Marmalade dropped from the rafters like an orange missile, landing on the second man’s face and clawing for all he was worth. The man staggered backward into a control panel, knocking over another canister.
Brogan drew his Glock and put two rounds into the third man’s shoulder before the fourth could raise his own weapon. The fourth man turned to run — straight into Big Mike Callahan, who had shown up unannounced after hearing about the “simple favor” from Tommy The Hook.
Mike’s fist ended the conversation.
The gas was spreading fast now. One spark and the whole plant would go up.
Dave shouted from atop a railing, “The main valve! Cut it off!”
Brogan sprinted for the emergency shutoff while Marmalade knocked over a fire extinguisher, rolling it toward the growing puddle of gas like a furry bowling ball.
The explosion never came.
Brogan slammed the valve shut just as the first spark from a fallen flashlight threatened to ignite everything.
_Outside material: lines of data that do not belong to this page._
PR #697, opened 2026-06-09
SME2 acceleration for CQ4 matmul, prefill attention, and orthogonal embeddings

ncylich:
## Summary

Adds an ARM **SME2** backend for the hot CPU inference paths — quantized matmul (GEMV + GEMM), chunked-prefill attention, and orthogonal embedding dequantization — behind runtime feature dispatch with NEON fallback everywhere SME2 is absent or doesn't win.

**End-to-end on Gemma 4 E2B IT** (Apple M4 Pro, 1068-token prompt, 32 tokens, temperature 0, MTP off; 6-cycle alternating A/B vs the production NEON path in the same binary, cycle 1 discarded):

| metric | NEON (`CACTUS_QUANT_BACKEND=1`) | SME2 (auto) | delta |
|---|---|---|---|
| decode | 35.8 tok/s | 48.0 tok/s | **+34%** (worst cycle +28.6%) |
| TTFT | 3413 ms | 2249 ms | **−34%** |
| prefill | 319 tok/s | 477 tok/s | **+49%** |

### Quantized matmul (`cactus-kernels`)
- Two new SME2 translation units: `matmul_sme2.cpp` (streaming SMOPA leaves) and `matmul_sme2_gemv.cpp` (LUTI4/ZT0 in-engine 4-bit codebook expansion; pinned to `-O1` — Apple clang 17 mis-compiles vg1x4 ZA-array dots at `-O2/-O3` into a runtime SIGILL). Only these two files get `+sme2` flags (`armv9-a` deliberately avoided: it implies non-streaming SVE2, absent on Apple Silicon). Scalar stubs keep the build green on non-SME2 toolchains; base library flags unchanged.
- **Hybrid fused GEMV (M=1)**: one pool dispatch — phase A does parallel Hadamard + int8 activation quantization with a spin barrier, phase B dynamically steals 64-channel super-blocks: SME workers stream packed nibbles through the LUTI4 partials leaf (half the weight bytes, ZA never read back into the core), the remaining workers run the production NEON kernels on the native packed layouts. The main thread participates as SME worker 0 with a spin-join — the `wait_all` condition-variable sleep alone was a 20–30% tax on sub-100µs calls. Kernel-level vs production NEON at Gemma shapes: **down_proj 2.8×, o_proj 3.2×, gate_up 1.6×, q_proj 1.4×, lm_head 1.1×** (DRAM-bound). Auto-dispatch for `K*N ≥ 3M` elements.
- **Fused SME2 GEMM (M>1)**: (M-tile × super-block) work stealing over the packed weight cache, four ZA tiles in flight, raw int32 partials with NEON rescale — **2.4–3.6× vs NEON at every M** (K=N=1024).
- The orthogonal-rotation CQ4 lm_head maps onto the same hybrid through an exact virtual 128-wide-group view.
- The packed SME weight cache builds once per weight from row-major **or** production `INTERLEAVED_4ROW` layouts, byte-identical for both (tested).

### Prefill attention (`attention_hybrid.cpp`)
New SME2 path for the cached-int8 KV segment of chunked prefill (fully causally visible when `position_offset ≥ cache_len`): 16-query-row tiles, SMOPA QK with flat per-row/per-kv scales (group-scale ratios requantized into the int8 values so ZA accumulates the whole head_dim with one 4 KB readout per 64-kv block), vectorized masked softmax, then **u8×s8 USMOPA** AV with per-(row, v-group, block) P quantization (softmax probabilities are non-negative — unsigned doubles the resolution). The fp16 new-token segment continues through the existing flash-softmax loop seeded from the cached statistics; sliding-window + attention-sink masking matches the incumbent exactly. **4.6× (global) / 2.7× (sliding-window)** at Gemma shapes. `CACTUS_SME_ATTENTION=0` disables.

### Orthogonal embedding dequantization (both backends benefit)
`compute_embedding_node` was un-rotating each unique token row with a serial **scalar** K² matvec (~2.4M scalar FMAs per row at K=1536), repeated per per-layer embedding lookup per chunk — one of the largest prefill terms. The new batched path dedups indices and runs one parallel 8-wide NEON pass with identical fp32-accumulate math.

### Runtime / threading
- `cpu_has_sme2()` (Apple sysctl / Android HWCAP2) additionally requires streaming `svcntb() == 64`: all layouts are pinned to 512-bit SVL, so other SME2 implementations **fall back to NEON for correctness** until SVL-parametric variants exist.
- `CACTUS_QUANT_BACKEND=0/1/2` (auto / force NEON / force SME2) for in-binary A/B; `CACTUS_SME_GEMV_WORKERS`, `CACTUS_SME_PROF=1` knobs.
- Strided round-robin partitioning for coarse `parallel_for` items (the static splitter floors `work_per_thread` and dumps the remainder on the last worker — measured ~60% pool idle on attention tiles).
- `BufferDesc` move construction/assignment now transfers the SME cache.

### Docs
`cactus-kernels/docs/sme/` is the engineering notebook: status board, verified intrinsic/API notes, hardware findings (per-cluster in-order SME command queue, ZA readout costs, toolchain traps), dated experiment log, runnable probes (`working-examples/`), and research notes.

## Correctness / test plan

- **61 tests across 7 suites pass** (`cactus-kernels/test.sh`), including new:
  - forced-backend CQ1–4 GEMV/GEMM vs the fp32 oracle through the real dispatch, with M/N tile-tail cases;
  - production `INTERLEAVED_4ROW` fixtures built as the exact inverse of the shipped decoder; SME-cache layout invariance (row-major vs interleaved byte-identical);
  - orthogonal lm_head vs oracle; batched embedding rows vs the per-row reference on both layouts;
  - attention differential + double-precision oracle over 4 cases (global mid-prefill, rolled sliding window with sink exemption, zero-offset window, batch=2 with partial tiles/blocks). Worst-case attention relative error ~0.6–0.7% on adversarial uniform synthetic vs ~0.1% for the fp16 incumbent.
- End-to-end temperature-0 output verified coherent on both backends; SME-path engagement verified by symbol-level profiling.
- Benchmarks use alternating best-of runs (thermal drift exceeds kernel deltas).

## Notes for reviewers

- The attention path is the first SME path with real numeric divergence from NEON (int8 Q/K, u8 P quantization) — bounded and oracle-tested as above; all matmul SME paths produce integer partials identical to the NEON SDOT inner loop.
- Perf policies (worker splits, 3M-element dispatch threshold, queue model) are measured on M4 Pro; they are heuristics to re-validate on other SME2 silicon — the SVL gate keeps such devices correct (NEON) in the meantime.
- Known follow-ups documented in `docs/sme/debug-log.md`: eager-parallel SME cache build at model load (first-call lazy builds cost ~8.5 s on cold start, currently hidden by warmup), tail-sized prefill graph components, SME decode attention for long contexts.

### DIFF
--- a/cactus-graph/cactus_graph.h
+++ b/cactus-graph/cactus_graph.h
@@ -223,6 +223,21 @@ private:
     size_t round_up_size(size_t size) const;
 };
 
+// One-time SME2 packed-weight cache for a CQ buffer (see CactusQuantMatrix::expanded_sme).
+// Held by shared_ptr so buffer copies share it; built lazily at first matmul via
+// cactus_quant_build_sme_cache. ~K*N/2 bytes per weight matrix.
+struct CactusSmeCache {
+    std::vector<uint8_t> packed;
+    std::vector<float> norms;
+    // Orthogonal (lm_head) extras: K x K fp16 rotation transposed + per-row norms replicated
+    // across the K/128 virtual groups (see cactus_quant_orth_sme_gemv).
+    std::vector<__fp16> rot_t;
+    std::vector<__fp16> norms_rep;
+    uint32_t virt_ng = 0;
+    std::once_flag once;
+    bool ready = false;
+};
+
 struct BufferDesc {
     std::vector<size_t> shape;
     size_t total_size;
@@ -237,6 +252,7 @@ struct BufferDesc {
 
     void* activation_scales_data = nullptr;
     std::unique_ptr<char[]> owned_activation_scales;
+    mutable std::shared_ptr<CactusSmeCache> sme_cache;
     size_t num_rows_for_activation_scales = 0;
 
     BufferDesc();
@@ -265,7 +281,54 @@ struct BufferDesc {
     const __fp16* cq_rotation = nullptr;
     uint32_t cq_flags = 0;
 
+    // Lazily build the SME2 packed cache for this weight buffer (no-op on non-SME hardware or
+    // unsupported group sizes; orthogonal weights get a virtual-group view + transposed rotation
+    // for the SME lm_head path). Thread-safe; heavy work runs once.
+    void ensure_sme_cache() const {
+        if (sme_cache && sme_cache->ready) return;
+        if (!cpu_has_sme2()) return;
+        if (group_size <= 0 || (group_size % 32) != 0) return;
+        const uint32_t bits = PrecisionTraits::cq_bits(precision);
+        if (bits < 1 || bits > 4) return;
+        const bool orth = (cq_flags & CACTUS_QUANT_FLAG_ORTHOGONAL) != 0;
+        if (orth) {
+            // lm_head shape only: single group spanning K, fp16 rotation, row-major nibbles.
+            CactusQuantMatrix W = to_cq_matrix();
+            if (bits != 4 || !cq_rotation || W.num_groups != 1 || W.group_size != W.K ||
+                (W.K % 128) != 0 || (cq_flags & CACTUS_QUANT_FLAG_INTERLEAVED_4ROW)) return;
+        }
+        {
+            static std::mutex create_mu;
+            std::lock_guard<std::mutex> lk(create_mu);
+            if (!sme_cache) sme_cache = std::make_shared<CactusSmeCache>();
+        }
+        std::call_once(sme_cache->once, [&] {
+            CactusQuantMatrix W = to_cq_matrix();
+            if (orth) {
+                // Virtual 128-wide regrouping (exact: norms constant across subgroups).
+                const uint32_t vng = W.K / 128;
+                sme_cache->virt_ng = vng;
+                sme_cache->norms_rep.resize(static_cast<size_t>(W.N) * vng);
+                for (size_t n = 0; n < W.N; ++n)
+                    for (uint32_t g = 0; g < vng; ++g)
+                        sme_cache->norms_rep[n * vng + g] = cq_norms[n];
+                sme_cache->rot_t.resize(static_cast<size_t>(W.K) * W.K);
+                for (size_t k = 0; k < W.K; ++k)
+                    for (size_t i = 0; i < W.K; ++i)
+                        sme_cache->rot_t[i * W.K + k] = cq_rotation[k * W.K + i];
+                W.flags = 0; W.group_size = 128; W.num_groups = vng;
+                W.norms = sme_cache->norms_rep.data();
+            }
+            const size_t SB64 = (static_cast<size_t>(W.N) + 63) / 64;
+            sme_cache->packed.resize(SB64 * W.num_groups * static_cast<size_t>(W.group_size / 4) * 128);
+            sme_cache->norms.resize(SB64 * W.num_groups * 64);
+            cactus_quant_build_sme_cache(&W, sme_cache->packed.data(), sme_cache->norms.data());
+            sme_cache->ready = true;
+        });
+    }
+
     CactusQuantMatrix to_cq_matrix() const {
+        const bool sme_ready = sme_cache && sme_cache->ready;
         return CactusQuantMatrix{
             .bits = PrecisionTraits::cq_bits(precision),
             .K = static_cast<uint32_t>(shape.size() >= 2 ? shape[1] : shape[0]),
@@ -284,6 +347,8 @@ struct BufferDesc {
             .rotation = cq_rotation,
             .expanded = nullptr,
             .norm_f32 = nullptr,
+            .expanded_sme = sme_ready ? sme_cache->packed.data() : nullptr,
+            .norm_sme = sme_ready ? sme_cache->norms.data() : nullptr,
         };
     }
 
--- a/cactus-graph/cactus_graph.h
+++ b/cactus-graph/cactus_graph.h
@@ -280,13 +280,19 @@ struct BufferDesc {
     const uint32_t* cq_permutation = nullptr;
     const __fp16* cq_rotation = nullptr;
     uint32_t cq_flags = 0;
+    // True when external data points into a read-only file mapping (weights loaded via
+    // MappedFile) — required before releasing packed pages after the SME cache build.
+    bool mmap_backed = false;
+    // Stable per-weight-file identity (hash of resolved path; 0 = none). Graph components map
+    // the same weight file independently, so data pointers do NOT identify a weight.
+    uint64_t weight_key = 0;
 
     // Lazily build the SME2 packed cache for this weight buffer (no-op on non-SME hardware or
     // unsupported group sizes; orthogonal weights get a virtual-group view + transposed rotation
     // for the SME lm_head path). Thread-safe; heavy work runs once.
     void ensure_sme_cache() const {
         if (sme_cache && sme_cache->ready) return;
-        if (!cpu_has_sme2()) return;
+        if (!cactus_quant_sme_enabled()) return;   // also skips builds under forced-NEON A/B
         if (group_size <= 0 || (group_size % 32) != 0) return;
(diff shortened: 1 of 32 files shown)


ncylich:
Follow-up commit 9f30254: the SME orthogonal lm_head path now targets the production **INTERLEAVED_4ROW** format (row-major orthogonal bundles were a transpiler bug and are retired from the new code paths).

The virtual 128-wide group regrouping turns out to be byte-exact on the interleaved layout too (panel bytes are k-chunk-ordered, so the gs=128 re-view lands on contiguous 256-byte sub-panels) — no repacking; the existing interleaved preexpander and block kernels consume the virtual view natively. `ensure_sme_cache` now requires IL4ROW for orthogonal weights, the orth driver's NEON co-workers use the interleaved block processor, and the batched embedding dequant is interleaved-only (legacy row-major bundles fall back to the incumbent per-row path and should be recompiled).

Validation: 61/61 tests (orth test converted to an interleaved fixture against the fp32 oracle), SME engagement verified on a current production compile, temperature-0 output identical across backends. Isolated lm_head op: SME best 0.98 ms vs NEON interleaved best 1.20 ms (DRAM floor ~0.77 ms). Note for benchmark interpretation: the corrected format also speeds up the **NEON baseline** (~+14% decode — its old row-major orth lm_head cost ~4.8 ms/step vs 1.33 ms interleaved), so backend-vs-backend deltas measured on corrected bundles are smaller than the headline numbers above (which were measured against the buggy-format vintage), while absolute SME throughput is unchanged (~47.6 tok/s decode).

ncylich:
Follow-up commit 1c2077d: **single runtime weight format — no more 2× weight RAM on SME devices.**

The hissing stopped.
Silence fell, broken only by the whimpering of the would-be saboteurs and the low grunting of the strangely calm pigs in their pens.
Kowalski stared at the scene — the tiny mouse detective, the grumpy orange cat, the lone Ranger, and the massive biker — and shook his head.
“I asked for someone to poke around,” he muttered. “Not a goddamn circus.”
Brogan wiped blood from his knuckles and looked at the captured men.
“Tell your bosses the next delivery better be clean. Or the pigs won’t be the only things going flying.”
Later, back at the Rusty Nail, Brogan nursed a beer while Dave scribbled notes and Marmalade groomed corn dust from his fur.
“Simple case,” Brogan said dryly.
Dave grinned around his straw cigar. “They always say that.”
Marmalade flicked an ear. “At least the steaks were good.”
Brogan allowed himself a rare, tired laugh.
Another link in the chain broken.
Another night where the wrong animals caused the right kind of chaos.
And somewhere out there, the super-corn pipeline was feeling the pressure again.
Because when pigs started going flying, it usually meant James Brogan and his strange little crew were close behind.